Percy Jackson & The Olympians: The Lightning Thief (2010) directed by Chris Columbus
Area Theaters
Holy cow with the title already.
"A teenager discovers he's the descendant of a Greek god and sets out on an adventure to settle an on-going battle between the gods. Based on the book by Rick Riordan."


Daniel Getahun said...

That Godard poster is outstanding.

Valentine's Day must be considered the current frontrunner as worst movie of 2010.

Percy Jackson blah blah blah must be considered the current frontrunner as worst title of 2010. I was literally shocked when I first heard the title in the trailer - I thought it was a parody of something.

Is Chris Smith or Michael Ruppert coming to the Collapse screenings?

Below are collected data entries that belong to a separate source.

PR #82457, opened 2022-01-12
Distinguish "missing repository" from "missing repository plugin"

idegtiarenko:
Currently it is possible to uninstall repository plugin before
deleting repository that uses it. In such case the repository is still
listed in the API however every interraction with it produces the
"no such repository" exception. This is very confusing for the users.
This change updates the error message to correctly point the root of the
 issue.

Closes: #81758

PR #83706, opened 2022-02-09
Remove irrelevant nodeHotThreads comment above nodeUsage method in ClusterAdminClient

mushao999:
This PR remove the irrelevant `nodeHotThreads` comment above `nodeUsage` mehotd which was introduce by #24169.

PR #85551, opened 2022-03-31
Distinguish missing and invalid repositories

### LINKED ISSUE #85550: NPE in RepositoriesService
### Elasticsearch Version

7.16.2

### Installed Plugins

no

### Java Version

_bundled_

### OS Version

Linux iZbp1dn0ktfed9mjoyuiajZ 5.10.84-10.2.al8.x86_64 #1 SMP Thu Feb 10 15:03:09 CST 2022 x86_64 x86_64 x86_64 GNU/Linux

### Problem Description

When put repository usint PutRespository API for an existing repository, NullPointerException was thrownd, short stack shows as below
```
1> java.lang.Exception: java.lang.NullPointerException: Cannot invoke "org.elasticsearch.repositories.Repository.getMetadata()" because "repository" is null
  1>   at org.elasticsearch.cluster.service.MasterService.innerExecuteTasks(MasterService.java:916) ~[main/:?]
  1>   at org.elasticsearch.cluster.service.MasterService.executeTasks(MasterService.java:871) ~[main/:?]
  1>   at org.elasticsearch.cluster.service.MasterService.runTasks(MasterService.java:253) [main/:?]
  1>   at org.elasticsearch.cluster.service.MasterService$Batcher.run(MasterService.java:153) [main/:?]
  1>   at org.elasticsearch.cluster.service.TaskBatcher.runIfNotProcessed(TaskBatcher.java:114) [main/:?]
  1>   at org.elasticsearch.cluster.service.TaskBatcher$BatchedTask.run(TaskBatcher.java:170) [main/:?]
  1>   at org.elasticsearch.common.util.concurrent.ThreadContext$ContextPreservingRunnable.run(ThreadContext.java:714) [main/:?]
  1>   at org.elasticsearch.common.util.concurrent.PrioritizedEsThreadPoolExecutor$TieBreakingPrioritizedRunnable.runAndClean(PrioritizedEsThreadPoolExecutor.java:260) [main/:?]
  1>   at org.elasticsearch.common.util.concurrent.PrioritizedEsThreadPoolExecutor$TieBreakingPrioritizedRunnable.run(PrioritizedEsThreadPoolExecutor.java:223) [main/:?]
  1>   at java.util.concurrent.ThreadPoolExecutor.runWorker(ThreadPoolExecutor.java:1136) [?:?]
  1>   at java.util.concurrent.ThreadPoolExecutor$Worker.run(ThreadPoolExecutor.java:635) [?:?]
  1>   at java.lang.Thread.run(Thread.java:833) [?:?]
```

### Steps to Reproduce

I will create an IT to reproduce this issue. The reproduce step is as following:
- put repository using `RestPutRepository` API and make sure non-master node failed to create repository.
- restart master let one of the previous non-master node become master
- put the same repository using the `RestPutRepository` API.

### Logs (if relevant)

_No response_

mushao999:
The `RepositoryService` on each node maintains a repository instance for
every repository defined in the cluster state. The master validates each
repository definition before inserting it into the cluster state, but in
some cases this validation is incomplete. For instance, there may be
node-local configuration of which the master is unaware which prevents
the repository from being instantiated on some other node in the
cluster.

Today if a repository cannot be instantiated then the node will log a
warning and continue as if the repository doesn't exist. This results in
a confusing `RepositoryMissingException` when trying to use the
repository, and various other surprises (e.g. #85550). With this commit
we create a placeholder `InvalidRepository` which reports a more
accurate exception when it is used.

Relates #82457 which did the same sort of thing for unknown plugins.
Closes #85550 since the repository in question is no longer `null`.


server/src/main/java/org/elasticsearch/cluster/service/MasterService.java
```diff
@@ -899,7 +899,7 @@ private static ClusterState innerExecuteTasks(
         final var taskContexts = castTaskContexts(executionResults);
         try {
             return executor.execute(previousClusterState, taskContexts);
-        } catch (Exception e) {
+        } catch (Throwable e) {
```
DaveCTurner, line 902: Catching `Throwable` is not acceptable, sorry, you'll need to revert this.

server/src/internalClusterTest/java/org/elasticsearch/repositories/RepositoriesDuplicatedCreationIT.java
```diff
@@ -0,0 +1,121 @@
...
+            Environment environment,
+            NamedXContentRegistry namedXContentRegistry,
+            ClusterService clusterService,
+            BigArrays bigArrays,
+            RecoverySettings recoverySettings
+        ) {
+            super(metadata, environment, namedXContentRegistry, clusterService, bigArrays, recoverySettings);
+            List<String> unstableNodes = UNSTABLE_NODES.get(metadata.settings());
+            if (unstableNodes.contains(clusterService.getNodeName())) {
+                throw new RepositoryException(metadata.name(), "Failed to create repository: current node is not stable");
```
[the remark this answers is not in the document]
mushao999: I've created the `RepositoriesDuplicatedCreationIT` to reproduce this bug.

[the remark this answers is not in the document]
mushao999: And more general, repository creation logic is open to be implement in repository plugin which is uncontrolled, so if the implement is not good enough creation failed can happen.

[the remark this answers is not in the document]
DaveCTurner: This sounds like a bug in your plugin, it should not require a healthy network to create the repository. Compare for instance `S3Repository` which merely validates some settings in its constructor.

server/src/main/java/org/elasticsearch/cluster/service/MasterService.java
DaveCTurner: It's ok for a test to just hang if something throws an `Error`. Certainly not ideal, but definitely better than catching `Throwable`. There are timeouts which would terminate the test run eventually.

DaveCTurner (changes requested):
I would rather fix this using an approach closer to the one in #82457 which avoids the `null` by creating a dummy repository that returns a more specific exception message than the `RepositoryMissingException` we get today. The repository isn't really missing, it's invalid on some nodes, and we should distinguish these cases.

server/src/internalClusterTest/java/org/elasticsearch/repositories/RepositoriesDuplicatedCreationIT.java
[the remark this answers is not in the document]
mushao999: > This sounds like a bug in your plugin, it should not require a healthy network to create the repository. Compare for instance `S3Repository` which merely validates some settings in its constructor.

I‘ve discuss with the plugin owner. It's true there are some network action during repository creation which can cause creation failure. 
However, I still think elasticsearch core should not lay it's robustness on plugin implement.

mushao999:
Thanks, I will update in that way.

server/src/internalClusterTest/java/org/elasticsearch/repositories/RepositoriesDuplicatedCreationIT.java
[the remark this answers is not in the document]
DaveCTurner: > I still think elasticsearch core should not lay it's robustness on plugin implement.

Yes I agree, I just want to be clear that protecting against this NPE will not really address the problem in the plugin. If transient network issues can prevent the plugin from even being created then you will need to fix this by retrying the put-repository request once the transient issues are resolved. I don't see a great way to detect that a retry is needed here.

mushao999:
@DaveCTurner  hi, I've update this PR by adding a new DummyRepository, please help to reivew it.

mushao999:
@DaveCTurner  By the way , there is a small PR of mine which has been there for a long time , could you please help to review it as well: https://github.com/elastic/elasticsearch/pull/83706

server/src/main/java/org/elasticsearch/repositories/DummyRepository.java
```diff
@@ -0,0 +1,187 @@
...
+import java.io.IOException;
+import java.util.Collection;
+import java.util.function.Consumer;
+import java.util.function.Function;
+
+/**
+ * This class represents a repository that failed during creation.
+ * This could happen when repository plugin is not stable enough to guarantee repository creation success all the time
+ */
+public class DummyRepository extends AbstractLifecycleComponent implements Repository {
```
DaveCTurner, line 35: Naming suggestion:

```suggestion
public class InvalidRepository extends AbstractLifecycleComponent implements Repository {
```

server/src/main/java/org/elasticsearch/repositories/DummyRepository.java
```diff
@@ -0,0 +1,187 @@
...
+    private final RepositoryMetadata repositoryMetadata;
+
+    public DummyRepository(RepositoryMetadata repositoryMetadata) {
+        this.repositoryMetadata = repositoryMetadata;
+    }
+
+    private RepositoryException createCreationException() {
+        return new RepositoryException(
+            repositoryMetadata.name(),
+            "repository type [" + repositoryMetadata.type() + "] failed to create on current node"
```
DaveCTurner, line 46: I think we should keep hold of the creation exception and include it as the cause of this exception.

server/src/main/java/org/elasticsearch/repositories/RepositoriesService.java
```diff
@@ -524,10 +524,11 @@ public void applyClusterState(ClusterChangedEvent event) {
                         logger.warn(() -> new ParameterizedMessage("failed to create repository [{}]", repositoryMetadata.name()), ex);
                     }
                 }
-                if (repository != null) {
-                    logger.debug("registering repository [{}]", repositoryMetadata.name());
-                    builder.put(repositoryMetadata.name(), repository);
+                if (repository == null) {
+                    repository = new DummyRepository(repositoryMetadata);
```
DaveCTurner, line 528: I would rather do this within the `catch` blocks above, using the exception that is thrown by the repository creation attempt. At the moment these blocks catch `RepositoryException` but we should instead catch `Exception` and then `assert ex instance RepositoryException` to fail tests on other kinds of exception.

server/src/internalClusterTest/java/org/elasticsearch/repositories/RepositoriesDuplicatedCreationIT.java
```diff
@@ -0,0 +1,121 @@
...
+        );
+
+        // put repository for the first time: only let master node create repository successfully
+        createRepository(
+            repositoryName,
+            UnstableRepository.TYPE,
+            Settings.builder().put("location", randomRepoPath()).put(UnstableRepository.UNSTABLE_NODES.getKey(), unstableNode)
+        );
+
+        // restart master
```
DaveCTurner, line 103: Could we do something before restarting the master here to assert that attempts to use the repository will fail with the expected exception. For instance, the verify repository API should report the right kind of failure on the unstable node.

server/src/internalClusterTest/java/org/elasticsearch/repositories/RepositoriesDuplicatedCreationIT.java
```diff
@@ -0,0 +1,121 @@
...
+        internalCluster().restartNode(internalCluster().getMasterName());
+        ensureGreen();
+
+        // put repository again: let all node can create repository successfully
+        createRepository(repositoryName, UnstableRepository.TYPE, Settings.builder().put("location", randomRepoPath()));
```
DaveCTurner, line 108: Similarly could we run the verify repository API here and check that it now works?

DaveCTurner (commented):
I like it, thanks @mushao999. I left a few small comments.

mushao999:
@DaveCTurner  Thanks for your suggestion, I've updated the code.

server/src/main/java/org/elasticsearch/repositories/RepositoriesService.java
mushao999: I didn't change `RepositoryException` to `Exception` here ,because `RepositoriesService#createRepository` have done such thing and make sure exception is `RepositoryException`.

mushao999:
Should we add `fail("xxx");` here?https://github.com/elastic/elasticsearch/blob/caa0b618120004a8406470fead60eb3bf2b0cd5b/test/framework/src/main/java/org/elasticsearch/test/hamcrest/ThrowableAssertions.java#L27

server/src/main/java/org/elasticsearch/repositories/RepositoriesService.java
DaveCTurner: Ah good point

DaveCTurner:
> Should we add fail("xxx"); after code.run();?

Yes, I think so.

mushao999:
> > Should we add fail("xxx"); after code.run();?
> 
> Yes, I think so.

so we add it in this PR or maybe open a new one to add it?

DaveCTurner:
Here would be fine with me.

mushao999:
> Here would be fine with me.

code added

DaveCTurner:
Looks like your branch is based off an old commit, you will need to merge latest master before CI will pass.

server/src/test/java/org/elasticsearch/repositories/InvalidRepositoryTests.java
```diff
@@ -0,0 +1,35 @@
...
+    }
+
+    public void testShouldNotThrowWhenApplyingLifecycleChanges() {
+        repository.start();
+        repository.stop();
+    }
+
+    public void testShouldNotThrowWhenClosingToAllowRemovingRepo() {
+        repository.close();
+    }
```
DaveCTurner, line 34: I think the lifecycle things are covered adequately by the tests that use this repo so we can drop these.

server/src/test/java/org/elasticsearch/repositories/InvalidRepositoryTests.java
```diff
@@ -0,0 +1,35 @@
...
+
+public class InvalidRepositoryTests extends ESTestCase {
+
+    private InvalidRepository repository = new InvalidRepository(
+        new RepositoryMetadata("name", "type", Settings.EMPTY),
+        new RepositoryException("name", "failed to create repository")
+    );
+
+    public void testShouldThrowWhenGettingMetadata() {
+        expectThrows(RepositoryException.class, () -> repository.getSnapshotGlobalMetadata(new SnapshotId("name", "uuid")));
```
DaveCTurner, line 24: Could we assert that the message/inner exception are as expected here?

test/framework/src/main/java/org/elasticsearch/test/hamcrest/ThrowableAssertions.java
```diff
@@ -25,6 +26,7 @@ public static void assertThatThrows(
     ) {
         try {
             code.run();
+            fail("Exception with type " + exceptionType.getName() + "should be thrown");
```
DaveCTurner, line 29: Ah, this won't totally work because we catch `Throwable` below. We'll need to set a `success` flag here and then assert that `success == false` outside the `catch` block.

x-pack/plugin/repository-encrypted/src/internalClusterTest/java/org/elasticsearch/repositories/encrypted/EncryptedRepositorySecretIntegTests.java
```diff
@@ -420,7 +420,16 @@ public void testSnapshotIsPartialForMissingPassword() throws Exception {
...
-                .allMatch(shardFailure -> shardFailure.reason().contains("[" + repositoryName + "] missing"))
+                .allMatch(
+                    shardFailure -> shardFailure.reason()
+                        .contains(
+                            "RepositoryException[["
+                                + repositoryName
+                                + "] failed to create repository]; nested: IllegalArgumentException[Secure setting [repository.encrypted."
+                                + repositoryName
+                                + ".password] must be set]"
+                        )
```
DaveCTurner, line 431: I think this over-constrains the message, really the only important bit is to report the problem about the setting:

```suggestion
                    shardFailure -> shardFailure.reason()
                        .contains("Secure setting [repository.encrypted." + repositoryName + ".password] must be set")
```

server/src/test/java/org/elasticsearch/repositories/RepositoriesServiceTests.java
```diff
@@ -212,6 +214,78 @@ public void onFailure(Exception e) {
...
+        repositoriesService.registerRepository(request, new ActionListener<>() {
+            @Override
+            public void onResponse(AcknowledgedResponse acknowledgedResponse) {
+                assertTrue(acknowledgedResponse.isAcknowledged());
+                assertThat(repositoriesService.repository(repoName), isA(TestRepository.class));
+            }
+
+            @Override
+            public void onFailure(Exception e) {
+                fail("[" + repoName + "] repository type [test] faield to create");
```
DaveCTurner, line 284: Suggest failing like this so we see the cause:

```suggestion
                assert false : e;
```

server/src/main/java/org/elasticsearch/repositories/RepositoriesService.java
```diff
@@ -515,13 +515,15 @@ public void applyClusterState(ClusterChangedEvent event) {
...
                     }
                 } else {
                     try {
                         repository = createRepository(repositoryMetadata, typesRegistry, RepositoriesService::createUnknownTypeRepository);
                     } catch (RepositoryException ex) {
                         logger.warn(() -> new ParameterizedMessage("failed to create repository [{}]", repositoryMetadata.name()), ex);
+                        repository = new InvalidRepository(repositoryMetadata, ex);
                     }
                 }
                 if (repository != null) {
```
DaveCTurner, line 529: `repository` cannot be `null` here any more I think.

server/src/main/java/org/elasticsearch/repositories/InvalidRepository.java
```diff
@@ -0,0 +1,190 @@
...
+
+import java.io.IOException;
+import java.util.Collection;
+import java.util.function.Consumer;
+import java.util.function.Function;
+
+/**
+ * This class represents a repository that failed during creation.
+ * This could happen when repository plugin is not stable enough to guarantee repository creation success all the time
+ */
```
DaveCTurner, line 34: Rewording suggestion:

```suggestion
/**
 * Represents a repository that exists in the cluster state but could not be instantiated on a node, typically due to invalid configuration.
 */
```

docs/changelog/85551.yaml
```diff
@@ -0,0 +1,5 @@
+pr: 85534
+summary: "Fix NPE in RepositoriesService"
```
DaveCTurner, line 2: Think this would be better for the release notes:

```suggestion
summary: "Distinguish missing and invalid repositories"
```

server/src/internalClusterTest/java/org/elasticsearch/repositories/RepositoriesDuplicatedCreationIT.java
```diff
@@ -0,0 +1,146 @@
...
+import java.util.List;
+import java.util.Map;
+
+import static org.elasticsearch.test.hamcrest.ElasticsearchAssertions.assertAcked;
+import static org.elasticsearch.test.hamcrest.ThrowableAssertions.assertThatException;
+import static org.hamcrest.Matchers.equalTo;
+import static org.hamcrest.Matchers.hasSize;
+import static org.hamcrest.Matchers.isA;
+
+@ESIntegTestCase.ClusterScope(supportsDedicatedMasters = false, numDataNodes = 3)
```
DaveCTurner, line 39: I would prefer to have the test rely less on the exact shape of the cluster (I'll add more comments about how to do that inline)...

```suggestion
```

server/src/internalClusterTest/java/org/elasticsearch/repositories/RepositoriesDuplicatedCreationIT.java
```diff
@@ -0,0 +1,146 @@
...
+            }
+
+            @Override
+            public List<Setting<?>> getSettings() {
+                return List.of(UNSTABLE_NODES);
+            }
+        }
+    }
+
+    public void testDuplicateCreateRepository() throws Exception {
```
DaveCTurner, line 91: Why "duplicate"? How about this name?

```suggestion
    public void testCreateInvalidRepository() throws Exception {
```

(similarly in the class name and the repository name)

server/src/internalClusterTest/java/org/elasticsearch/repositories/RepositoriesDuplicatedCreationIT.java
```diff
@@ -0,0 +1,146 @@
...
+            Arrays.stream(internalCluster().getNodeNames())
+                .filter(name -> name.equals(internalCluster().getMasterName()) == false)
+                .toArray()
+        );
+
+        // put repository for the first time: only let master node create repository successfully
+        createRepository(
+            repositoryName,
+            UnstableRepository.TYPE,
+            Settings.builder().put("location", randomRepoPath()).put(UnstableRepository.UNSTABLE_NODES.getKey(), unstableNode)
```
DaveCTurner, line 103: Suggest using `putList` instead of `put`, and drop the `Strings.arrayToCommaDelimitedString` above.

server/src/internalClusterTest/java/org/elasticsearch/repositories/RepositoriesDuplicatedCreationIT.java
```diff
@@ -0,0 +1,146 @@
...
+            @Override
+            public List<Setting<?>> getSettings() {
+                return List.of(UNSTABLE_NODES);
+            }
+        }
+    }
+
+    public void testDuplicateCreateRepository() throws Exception {
+        final String repositoryName = "test-duplicate-create-repo";
+        String unstableNode = Strings.arrayToCommaDelimitedString(
```
DaveCTurner, line 93: We need at least one node that isn't the master, but we can do that by calling `internalCluster().ensureAtLeastNumDataNodes(2)` or `internalCluster().startDataOnlyNode()`.

server/src/internalClusterTest/java/org/elasticsearch/repositories/RepositoriesDuplicatedCreationIT.java
```diff
@@ -0,0 +1,146 @@
...
+
+        // put repository for the first time: only let master node create repository successfully
+        createRepository(
+            repositoryName,
+            UnstableRepository.TYPE,
+            Settings.builder().put("location", randomRepoPath()).put(UnstableRepository.UNSTABLE_NODES.getKey(), unstableNode)
+        );
+        // verification should fail with some node has InvalidRepository
+        try {
+            client().admin().cluster().prepareVerifyRepository(repositoryName).get();
```
DaveCTurner, line 107: Suggest using `expectThrows` here:

```suggestion
        final var verificationException = expectThrows(RepositoryVerificationException.class,
            () -> client().admin().cluster().prepareVerifyRepository(repositoryName).get());
```

server/src/internalClusterTest/java/org/elasticsearch/repositories/RepositoriesDuplicatedCreationIT.java
```diff
@@ -0,0 +1,146 @@
...
+            fail("verification should fail when some node failed to create repository");
+        } catch (Exception e) {
+            assertThat(e, isA(RepositoryVerificationException.class));
+            assertEquals(e.getSuppressed().length, 2);
```
DaveCTurner, line 111: Should be able to replace that `2` with `internalCluster().numDataAndMasterNodes() - 1`

server/src/internalClusterTest/java/org/elasticsearch/repositories/RepositoriesDuplicatedCreationIT.java
```diff
@@ -0,0 +1,146 @@
...
+            assertThatException(
+                e.getSuppressed()[0].getCause(),
+                RepositoryException.class,
+                equalTo("[" + repositoryName + "] repository type [" + UnstableRepository.TYPE + "] failed to create on current node")
```
DaveCTurner, line 115: Could we also assert that the inner exception reports the cause properly?

DaveCTurner (changes requested):
Looks good, I left a handful of comments and suggested changes but structurally this is good.

server/src/internalClusterTest/java/org/elasticsearch/repositories/RepositoriesDuplicatedCreationIT.java
mushao999: We do not want data only node. What we really want is node which fail to create repository and then selected as master later.

server/src/internalClusterTest/java/org/elasticsearch/repositories/RepositoriesDuplicatedCreationIT.java
mushao999: We can not use `expectThrows` if we want to assert inner exception.

server/src/internalClusterTest/java/org/elasticsearch/repositories/RepositoriesDuplicatedCreationIT.java
mushao999: I named it `duplicate` because NPE happend when we put repository for the second time.

server/src/main/java/org/elasticsearch/repositories/RepositoriesService.java
mushao999: yes, so I remove the `if (repository != null)` and add a asserting here

test/framework/src/main/java/org/elasticsearch/test/hamcrest/ThrowableAssertions.java
mushao999: ah, you are right. I'll update it and another same logci in `RepositoriesDuplicatedCreationIT`

server/src/internalClusterTest/java/org/elasticsearch/repositories/RepositoriesDuplicatedCreationIT.java
mushao999: I thought repository is only created in data node so I add the settings. Aware of repository is created on all nodes, I think our need no special shape of cluster. I've removed this line.

server/src/internalClusterTest/java/org/elasticsearch/repositories/RepositoriesDuplicatedCreationIT.java
mushao999: Thanks for your suggestion.

server/src/internalClusterTest/java/org/elasticsearch/repositories/InvalidRepositoryIT.java
```diff
@@ -0,0 +1,151 @@
...
+                    UnstableRepository.UNSTABLE_NODES.getKey(),
+                    Arrays.stream(internalCluster().getNodeNames())
+                        .filter(name -> name.equals(internalCluster().getMasterName()) == false)
+                        .toList()
+                )
+        );
+        // verification should fail with some node has InvalidRepository
+        boolean verifyPass = false;
+        try {
+            client().admin().cluster().prepareVerifyRepository(repositoryName).get();
```
DaveCTurner, line 109: Mentioned before, but this should be `final var repositoryVerificationException = expectThrows(RepositoryVerificationException.class, () -> client().admin().cluster().prepareVerifyRepository(repositoryName).get());`

Note that `expectThrows` returns the exception it caught so you can assert things about it such as its causes and suppressed exceptions.

DaveCTurner (commented):
I think you missed that `expectThrows()` returns the exception so you can assert more things about it. I think we can use `expectThrows` rather than the utilities in `ThrowableAssertions` here, and I'll open a follow-up to remove `ThrowableAssertions` entirely.

Edit: see https://github.com/elastic/elasticsearch/pull/85671

DaveCTurner:
See https://github.com/elastic/elasticsearch/pull/85671 for the PR to remove ThrowableAssertions in favour of using expectThrows.

DaveCTurner (approved):
LGTM, thanks for the extra iterations @mushao999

If it were Ruppert it would be a lot more lively...

Kathie Smith said...

Sorry. Good catch. It is Michael Ruppert that will be at the screenings. Fixed that.

When I first saw the trailer for Percy Jackson, I bet my friend that he couldn't remember the title of that movie by the time the feature started...sure enough it was gone!

Kathie Smith said...

Another fix: Creation opens at the Edina Cinema this week.

Sandy Nawrot said...

OK, so are you knocking on Shutter Island? I'm curious. I am less than one disc away from finishing the audio book (and if I would get my ass off the computer I might actually be able to finish it) and it is fabulous. Lehane at his best, in my opinion. I must see the movie.

We just saw Lightning Thief to entertain the kids on a rainy day. Meh.

I will be happy to pass on Valentines Day, thanks.

Kathie Smith said...

Yes, one never knows when I am knocking something...but, no, this time I am not. I am excited for Shutter Island and (ironically) B-13 U.

That Valentine's Day thing looks awful, but I can see guys thinking it would be good to take their girlfriend or whatever.

joetron2030 said...

For whatever unknown reason, the scene from "Pee Wee's Big Adventure" when he's calling for himself at the hotel desk pops into my head frequently. I think it's because I love the way he changes his voice.

A favorite from my youth. I was commenting to a coworker the other day that I still can't believe that CBS allowed that to air as Saturday morning TV. Such an awesome show.

Kathie Smith said...

I know what you mean! I was in high school when Pee Wee's Playhouse was on TV and I loved it! I had to check and see if it is on DVD and it is! Two five disc sets! I'm going to have to check some of those out.